藍拜庭手中握著一個小瓷瓶,做勢往潭中投放後,發現並沒有人出手阻止,藍拜庭不放心,又做了幾次投擲的動作,最後一次攤開手,將小瓷瓶扔進了泉潭中,然後拍了拍手跑離。
苗人風不再跟蹤藍拜庭,也沒有去打撈那個小瓷瓶,躲在陰影中等著後續,等了將近一個小時左右,苗人風懷疑自己是不是閑得蛋疼變腦殘時,潭泉終於有了反應。
「咕嚕嚕,咕嚕嚕」,白色的氣泡從潭中冒騰,但冒騰出來後卻並不消散,而是隨著「奇泉」的特性升了起來。遠看就象一個個包子出籠,白色氣泡凝而不散的鑽入「葫蘆口」,順著「水渠」流向「奇樹」,隨後就象蘑菇一樣,在根莖交錯的樹根上降落。
「這是幹什麼呢?」苗人風一路順著水渠跟到了「奇樹」梁,看到這樣的場景,就有些納悶,他之前推測魔宗是想激活「三奇彼岸塔」的,這個推測到此時也仍然沒有改變,所以,苗人風不知道那個小瓷瓶憑什麼能「激活」。

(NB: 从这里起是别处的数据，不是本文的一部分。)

PR #1332, opened 2021-06-24
[layernode] Update throw to retval in setProperty 

kparichay:
Update throw to retval in setProperty when the property
is not set by LayerNode. Illegal properties vs non-captured properties
were being mixed in this case.
Now it has been separated by return false. If setProperty() throws, it
must propagate upwards as that error shows the error in the property
given.

### DIFF
--- a/nntrainer/layers/layer_node.cpp
+++ b/nntrainer/layers/layer_node.cpp
@@ -132,18 +132,14 @@ int LayerNode::setProperty(std::vector<std::string> properties) {
     status = getKeyValue(left_properties[i], key, value);
     NN_RETURN_STATUS();
 
-    unsigned int type = parseLayerProperty(key);
-
     if (value.empty()) {
       ml_logd("value is empty for layer: %s, key: %s, value: %s",
               getName().c_str(), key.c_str(), value.c_str());
       return ML_ERROR_INVALID_PARAMETER;
     }
 
-    try {
-      /// @note this calls derived setProperty if available
-      setProperty(static_cast<nntrainer::LayerV1::PropertyType>(type), value);
-    } catch (...) {
+    /// @note this calls derived setProperty if available
+    if (!setProperty(key, value)) {
       remainder.push_back(left_properties[i]);
     }
   }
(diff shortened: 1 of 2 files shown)


nntrainer/layers/layer_node.cpp
```diff
@@ -158,29 +154,31 @@ int LayerNode::setProperty(std::vector<std::string> properties) {
...
-  case PropertyType::activation:
-    if (!value.empty()) {
-      setActivation((ActivationType)parseType(value, TOKEN_ACTI));
-      if (getType() == ActivationLayer::type)
-        throw std::invalid_argument(
-          "Set property delegated to activation layer");
+  case PropertyType::activation: {
+    setActivation((ActivationType)parseType(value, TOKEN_ACTI));
+    if (getType() == ActivationLayer::type) {
+      ml_logi("Set property delegated to activation layer");
```
zhoonit, line 165: Is this temporary fix?

I think we should have hard assumption that key should map to the exact one property.

In this case, I think we can have type=relu, type=sigmoid those kind of way.

kparichay: The activation property can be interpreted in two ways :
- one by a non-activation layer - in this case, layernode  intercepts it and adds an activation layer
- one by activation layer - in this case, layernode let it through
Ideally, if all activation layers have been split, then the second use would go away.

zhoonit: How about we finalize if activation type is there and underlying layer type is activation, we set at their?

kparichay: It will lead to different behavior once activations are split into different classes.
Giving `activation` property to an `activation layer currently sets its type, but later, `activation` property will be fixed to adding a new activation layer.

> How about when we finalize() if activation type is there and underlying layer type is activation, we set at their, in this way we can keep the assumption

Further, LayerNode should not store the activation_type information once the node has been realized. With this style, the `activation_type` variable now has two meanings depending on the type of the layer.

zhoonit: With or without the suggested style, there is already two meanings on the activation type. So what to decide here is if we are delegating second meaning to the activation Layer or let layer_node handle it.

If something else should be processed _based on_ property, it should be strictly done at `finalize()`. because what we are doing is kind like a builder pattern without a builder.

For example, imagine `setProperty({distribute = true, distribute = false}); then there will be distribute layer inside distribute layer(current code) even if we override it to false. In order to prevent this behavior, I prohibited to set `distribute` twice, but it's just a temporary solution that shouldn't be done like that.

Another (not possible but plausible) scenario would be we don't even have a layer when setting a property.

So, the unified semantics that can cover every scenario is that we delay whatever processing depending on the property at `finalize()`. For now, activation is just a type so it wouldn't make a big difference, but if we are directly creating a new activation layer, that any has to be strictly done at `finalize()` phase anyway, in the same manner, I think it is sensible to handle `activation layer property in layer_node` at the `finalize()` phase.

kparichay: currently, all the properties intercepted by the layer_node are handled in the same way.
Many of these properties result in changes in the graph such as flatten, distribute and activation.
Delaying setting the activation to finalize would require doing it for all the properties.

Further, from the point of view of long term, getters would also have issue where some properties like activation are being returned by the layer_node but others are not. Activation issue can be mellowed by splitting all activations into each layer.

However, handling the bigger issues you added about setting properties like above are beyond the scope of this PR.
I will add it as a TODO.

zhoonit: true, thanks for the consideration :)

zhoonit (approved):
LGTM :)

jijoongmoon (approved):
LGTM

PR #1336, opened 2021-06-24
[Resnet] Create resnet model @open sesame 06/30 16:02

zhoonit:
- [Resnet] Create resnet model

```
This patch creates code to create resnet.

**Self evaluation:**

```

### DIFF
--- a/Applications/Resnet/jni/main.cpp
+++ b/Applications/Resnet/jni/main.cpp
@@ -4,6 +4,7 @@
  *
  * @file   main.cpp
  * @date   24 Jun 2021
+ * @todo   move resnet model creating to separate sourcefile
  * @brief  task runner for the resnet
  * @see    https://github.com/nnstreamer/nntrainer
  * @author Jihoon Lee <jhoon.it.lee@samsung.com>
@@ -16,6 +17,7 @@
 
 #include <layer.h>
 #include <model.h>
+#include <optimizer.h>
 
 using LayerHandle = std::shared_ptr<ml::train::Layer>;
 using ModelHandle = std::unique_ptr<ml::train::Model>;
@@ -31,23 +33,25 @@ using ModelHandle = std::unique_ptr<ml::train::Model>;
 template <typename T>
 static std::string withKey(const std::string &key, const T &value) {
   std::stringstream ss;
-  ss << "key=" << value;
+  ss << key << "=" << value;
   return ss.str();
 }
 
 template <typename T>
 static std::string withKey(const std::string &key,
-                           const std::vector<T> &value) {
-  if (value.empty()) {
-    throw std::invalid_argument("empty vector cannot be converted");
+                           std::initializer_list<T> value) {
+  if (std::empty(value)) {
+    throw std::invalid_argument("empty data cannot be converted");
   }
 
   std::stringstream ss;
-  ss << "key=";
-  for (unsigned int i = 0; i < value.size() - 1; ++i) {
-    ss << value.at(i) << ',';
+  ss << key << "=";
+
+  auto iter = value.begin();
+  for (; iter != value.end() - 1; ++iter) {
+    ss << *iter << ',';
   }
-  ss << value.back();
+  ss << *iter;
 
   return ss.str();
 }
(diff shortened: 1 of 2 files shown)


Applications/Resnet/jni/main.cpp
```diff
@@ -65,23 +68,140 @@ static std::string withKey(const std::string &key,
...
+                {withKey("unit", 100), withKey("activation", "softmax")}));
+
+  return layers;
+}
+
+ModelHandle createResnet18() {
+  ModelHandle model =
+    ml::train::createModel(ml::train::ModelType::NEURAL_NET,
+                           {withKey("loss", "cross"),
+                            withKey("batch_size", 128), withKey("epochs", 60)});
```
kparichay, line 180: You might want to reduce training times by a smaller number of epochs (possibly use pre-trained resnet18 for initialization) for a later PR.

Applications/Resnet/jni/main.cpp
```diff
@@ -65,23 +68,140 @@ static std::string withKey(const std::string &key,
...
+
+  for (auto layers : createResnet18Graph()) {
+    model->addLayer(layers);
```
kparichay, line 183: just for debug purposes, can you shuffle the layers vector and then add layers - it should result in the same model.

Applications/Resnet/jni/main.cpp
```diff
@@ -65,23 +68,140 @@ static std::string withKey(const std::string &key,
...
+  return layers;
+}
+
+ModelHandle createResnet18() {
+  ModelHandle model =
+    ml::train::createModel(ml::train::ModelType::NEURAL_NET,
+                           {withKey("loss", "cross"),
+                            withKey("batch_size", 128), withKey("epochs", 60)});
+
+  for (auto layers : createResnet18Graph()) {
```
kparichay, line 182: another suggestion, to be able to extend to other resnet models, use width, and number of block as a configuration variable. It does not has to be done in this PR, but keep it as a TODO.

Applications/Resnet/jni/main.cpp
```diff
@@ -65,23 +68,140 @@ static std::string withKey(const std::string &key,
...
+  }
+
+  layers.push_back(createLayer("pooling2d", {withKey("name", "last_p1"),
+                                             withKey("pooling", "average"),
+                                             withKey("pool_size", {4, 4})}));
+
+  layers.push_back(createLayer("flatten", {withKey("name", "last_f1")}));
+  layers.push_back(
+    createLayer("fully_connected",
+                {withKey("unit", 100), withKey("activation", "softmax")}));
```
kparichay, line 171: i recommend taking `100` as a label size, and move resnet model creation to `resnet_model.cpp` for modularity.

Applications/Resnet/jni/main.cpp
```diff
@@ -65,23 +68,140 @@ static std::string withKey(const std::string &key,
...
+ * @return vector of layers that contain full graph of resnet18
  */
-ModelHandle createResnet18() {
+std::vector<LayerHandle> createResnet18Graph() {
+  using ml::train::createLayer;
+
   std::vector<LayerHandle> layers;
-  return nullptr;
+
+  layers.push_back(
```
kparichay, line 135: i wonder where is the input layer? :)

Applications/Resnet/jni/main.cpp
zhoonit: yes, I'll tune epochs when training

Applications/Resnet/jni/main.cpp
zhoonit: I think there is already a bug, I'll do that after verification process is done :)

Applications/Resnet/jni/main.cpp
zhoonit: Yes, as we have resnet block it can be easily configurable. I"ll add it as a todo

Applications/Resnet/jni/main.cpp
zhoonit: Do we have label size property? could you explain a bit more?

Applications/Resnet/jni/main.cpp
zhoonit: when we have input_shape property, we don't need input layer. Could you clarify this?

Applications/Resnet/jni/main.cpp
zhoonit: I'll consider moving to resnet_model.cpp when tidying up. For now main is empty so, it's less complex

Applications/Resnet/jni/main.cpp
kparichay: alright.

Applications/Resnet/jni/main.cpp
kparichay: > Do we have label size property? could you explain a bit more?

Its just to modularize createResnetModel() function, not for layer property. As 100 is being unit size for last layer, keep it as a property of createResnetModel() will allow to use resnet for different size of labels. 

On a side note, when tidying up, add an option to load with/without last layer.

Applications/Resnet/jni/main.cpp
kparichay: Isn't input layer necessary for model creation. I maybe wrong here.

zhoonit: afaik, if input_shape is there it is treated input. I have tested it's running fine but if there is a problem, I'll look into it :)

Applications/Resnet/jni/main.cpp
zhoonit: Ah, I see, I'll take care of it on upcoming PRs :).

> On a side note, when tidying up, add an option to load with/without last layer.

Could you explain for this? is it for to skip loss layer? or more like `include_top = false` in keras?

kparichay: Yes.

Applications/Resnet/jni/main.cpp
kparichay: cool.

Applications/Resnet/jni/main.cpp
kparichay: > I'll consider moving to resnet_model.cpp when tidying up. For now main is empty so, it's less complex

Please also consider exposing two functions with c and c++ API model data types.

kparichay (approved):
LGTM

jijoongmoon (approved):
LGTM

波波波,白色氣泡終於爆裂,爆裂時極為輕緩,但實際產生的衝勁卻並不輕緩,因為數百上千的白色氣泡同時爆裂形成的衝擊,直接讓「根懸空,枝葉埋土」的「奇樹」翻了身。
「卧槽」,苗人風瞪大了眼睛。
奇樹已經不再是奇樹,它之所以奇,就在於它的根不在土壤而是懸空,卻仍然能夠活。它的奇也在於枝葉在地底能夠茂盛起來,並在地底形成交錯縱橫的樹洞。但它現在卻變成正常的,與正常的樹一樣,根值於土,枝茂於空,而奇怪的正常也讓奇泉恢複了正常。
「莫非關鍵是在奇果?」苗人風迅速竄向奇果田。
此念頭剛冒起來,苗人風就從陰影中蹦了出來,自然不是他自己蹦出來的,而是被一股奇特的氣息「燥」的蹦出來。「燥」實際上是一種「啪啪」的氣息,苗人風就有了一種嗶了狗的感覺,這遊戲又不能真「啪啪」,你搞個「愛情天」出來做什麼?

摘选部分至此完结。